PR #1961, opened 2023-09-05
fix(T34304): issue with numbering in the ListStatements component

sakutademos:
**Ticket:** https://yaits.demos-deutschland.de/T33650

Description:  Add a class called `table-text` to the `ListStatements` component to apply styling to text containing the `ul` and `ol` tags within the table.

### DIFF
--- a/client/js/components/statement/listStatements/ListStatements.vue
+++ b/client/js/components/statement/listStatements/ListStatements.vue
@@ -140,7 +140,7 @@
         </template>
         <template v-slot:text="{ text }">
           <div
-            class="line-clamp-3 break-words"
+            class="line-clamp-3 c-styled-html"
             v-cleanhtml="text" />
         </template>
         <template v-slot:flyout="{ assignee, id, originalPdf, segmentsCount, synchronized }">
--- a/client/js/components/statement/listStatements/ListStatements.vue
+++ b/client/js/components/statement/listStatements/ListStatements.vue
@@ -231,7 +231,7 @@
           </statement-meta-data>
 
           <!-- Statement text -->
-          <div class="u-pt-0_5 break-words">
+          <div class="u-pt-0_5 break-words table-text">
             <strong>{{ Translator.trans('statement.text.short') }}:</strong>
             <template v-if="typeof fullText === 'undefined'">
               <div v-cleanhtml="text" />
--- a/client/js/components/statement/listStatements/ListStatements.vue
+++ b/client/js/components/statement/listStatements/ListStatements.vue
@@ -231,7 +231,7 @@
           </statement-meta-data>
 
           <!-- Statement text -->
-          <div class="u-pt-0_5 break-words table-text">
+          <div class="u-pt-0_5 break-words c-styled-html">
             <strong>{{ Translator.trans('statement.text.short') }}:</strong>
             <template v-if="typeof fullText === 'undefined'">
               <div v-cleanhtml="text" />
--- a/client/js/components/statement/listStatements/ListStatements.vue
+++ b/client/js/components/statement/listStatements/ListStatements.vue
@@ -231,7 +231,7 @@
           </statement-meta-data>
 
           <!-- Statement text -->
-          <div class="u-pt-0_5 break-words c-styled-html">
+          <div class="u-pt-0_5 c-styled-html">
             <strong>{{ Translator.trans('statement.text.short') }}:</strong>
             <template v-if="typeof fullText === 'undefined'">
               <div v-cleanhtml="text" />
--- a/demosplan/DemosPlanCoreBundle/Resources/client/scss/components/_data-table.scss
+++ b/demosplan/DemosPlanCoreBundle/Resources/client/scss/components/_data-table.scss
@@ -158,23 +158,4 @@
 
         background-color: $dp-color-white;
     }
-
-    .table-text {
-        & ul,
-        & ol {
-            padding-left: 1.3em;
-
-            & li > p {
-                margin: 0;
-            }
-        }
-
-        & ul {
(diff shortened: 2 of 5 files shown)


demosplan/DemosPlanCoreBundle/Resources/client/scss/components/_data-table.scss
```diff
@@ -158,4 +158,23 @@
...
+
+    .table-text {
+        & ul,
+        & ol {
+            padding-left: 1.3em;
+
+            & li > p {
+                margin: 0;
+            }
+        }
```
salisdemos, line 170: I am not sure, but if I did't forget everything about scss we can omit the `&` all along.

client/js/components/statement/listStatements/ListStatements.vue
```diff
@@ -231,7 +231,7 @@
           </statement-meta-data>
 
           <!-- Statement text -->
-          <div class="u-pt-0_5 break-words">
+          <div class="u-pt-0_5 break-words table-text">
```
salisdemos, line 234: @spiess-demos do we have or want to have a generic reset-class?

spiess-demos: As i understand the code changes, it is not about a reset, but about the same issue that has arisen in different places since we employed the tailwind reset for ul and ol elements.

for this, i'd argue to use `c-styled-html`  which is defined here: DemosPlanCoreBundle/Resources/client/scss/components/_styled-html.scss:86 

If you like, you could extend it with the p reset:

``` 
           & li > p {
                margin: 0;
            }
```

However i tend to believe that the actual bug originates in the splitStatement logic which does not wrap li elements within subsequent segments with the needed `ul` elements.

sakutademos: The problem is that the `ul` and `ol` elements have a global `list-style: none` declaration. To resolve this, we need to specify the list style where it's required...

If you suggest that `c-styled-html` is the appropriate class for these purposes, I have to make some adjustments 
(like add the list style) --> https://github.com/demos-europe/demosplan-core/pull/1961/commits/f9f46c2452acb7b8bdb95d564b4f98095eae3358 Is it ok?

Does the `li` tag really require the `margin-bottom: 12px` as declared in the `c-styled-html` class?
image

or can it be removed? 

image

client/js/components/statement/listStatements/ListStatements.vue
```diff
@@ -231,7 +231,7 @@
           </statement-meta-data>
 
           <!-- Statement text -->
-          <div class="u-pt-0_5 break-words table-text">
+          <div class="u-pt-0_5 break-words c-styled-html">
```
spiess-demos, line 234: I think you can remove the `break-words` utility then, too.

client/js/components/statement/listStatements/ListStatements.vue
spiess-demos: It all goes back to [this commit of mine](https://github.com/demos-europe/demosplan/commit/8c1f5b5a55b8e221e19b9b182b72d5aa5c939877). We can see the importance of good commit messages here :) However i remember that _paragraph.scss is the precursor of _styled-html.scss, and it was first bootstrapped to style the content in templates/bundles/DemosPlanCoreBundle/DemosPlanDocument/public_paragraph_document.html.twig:183. However this was just as opinionated as it would probably be to remove the margin-bottom, i guess it is ok to remove it!

demosplan/DemosPlanCoreBundle/Resources/client/scss/components/_styled-html.scss
```diff
@@ -89,10 +89,20 @@
         min-width: 50px;
 
         > li {
-            margin-bottom: $inuit-base-spacing-unit--small;
+            p {
+                margin: 0;
```
spiess-demos, line 93: Why do you set the p margin to 0, here? Apart from a p inside a li is not valid html, we should only "reset the reset" here (as done with the list style), but not remove spacing that user agents would also apply.

Which brings me to the point that we should check all elements for reasonable spacing within `styled-html`.

sakutademos: This type of structure, where the `<p>` tag is inside the `<li>` tag, is created in the editor and passed to the `ListStatement` component as text:
`<ol><li><p>eins</p></li><li><p>zwei</p></li><li><p>drei</p><ul><li><p>punkt</p></li><li><p>punkt</p></li><li><p>punkt</p><ol><li><p>eins</p></li></ol></li></ul></li></ol><p></p>`

The `<p>` tag has a margin-bottom. If I remove the margin only from the `<li>` element, it remains due to the `<p>` tag. That's why I made this adjustment. To resolve this (`<p>` tag is inside the `<li>` tag) , it should be fixed in the editor (DpEditor).

sakutademos: remove styling for `<p>` tag inside the `<li>` here https://github.com/demos-europe/demosplan-core/pull/1961/commits/dca72886a18ef5b6488c87f80760270224b3de34

spiess-demos: when thinking about it for a second time, i guess it is ok to remove the margin on the p element.

sakutademos: done here https://github.com/demos-europe/demosplan-core/pull/1961/commits/fd87632472427ec7cd1a10a1cf039224852cf413

PR #1968, opened 2023-09-06
bug(refs: T34572): fix missing notification after inserting recommendation

muellerdemos:
https://yaits.demos-deutschland.de/T34572

This PR adds a notification with its translation key, when a recommendation has been pasted in to the editor.


elmasdemos (approved):
lgtm, code review

gruenbergerdemos (approved):
lgtm and works

client/js/components/procedure/StatementSegmentsList/StatementSegment.vue
```diff
@@ -608,6 +608,7 @@ export default {
 
     toggleRecommendationModal () {
       this.$refs.recommendationModal.toggle()
+      dplan.notify.notify('confirm', Translator.trans('recommendation.pasted'))
```
gruenbergerdemos, line 611: I just realized that this is not the optimal place to call the notification, because the toggle method is also called when the modal is opened (so there's a notification when opening).

gruenbergerdemos (changes requested):
Sorry, just saw this one

salisdemos (approved):

gruenbergerdemos (approved):

PR #1972, opened 2023-09-07
chore (refs T34581): Define Entity to ensure field length

mussbach:
**Ticket:** https://yaits.demos-deutschland.de/T3458

The data in the session table is no longer stored as a medium blob but as a blob by symfony default. This entity is defined to help doctrine to create the correct field size during database setup.

As a side effect this PR reduces the number of entries that are generated during doctrine migrations diff

### How to review/test
create a new database (be sure to change the database name before!) with `bin/<project> dplan:db:init --create-database` and find a sessions table. 

### PR Checklist

- [ ] Tests updated/created
- [ ] Update documentation


AlexMenschoid (approved):
lgtm, code review only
+ + + +
▶ **Task instructions**
Please show every line of the entries above that contains the word "about".

▶ **Response to this task**
salisdemos, line 170: I am not sure, but if I did't forget everything about scss we can omit the `&` all along.
spiess-demos: As i understand the code changes, it is not about a reset, but about the same issue that has arisen in different places since we employed the tailwind reset for ul and ol elements.
spiess-demos: when thinking about it for a second time, i guess it is ok to remove the margin on the p element.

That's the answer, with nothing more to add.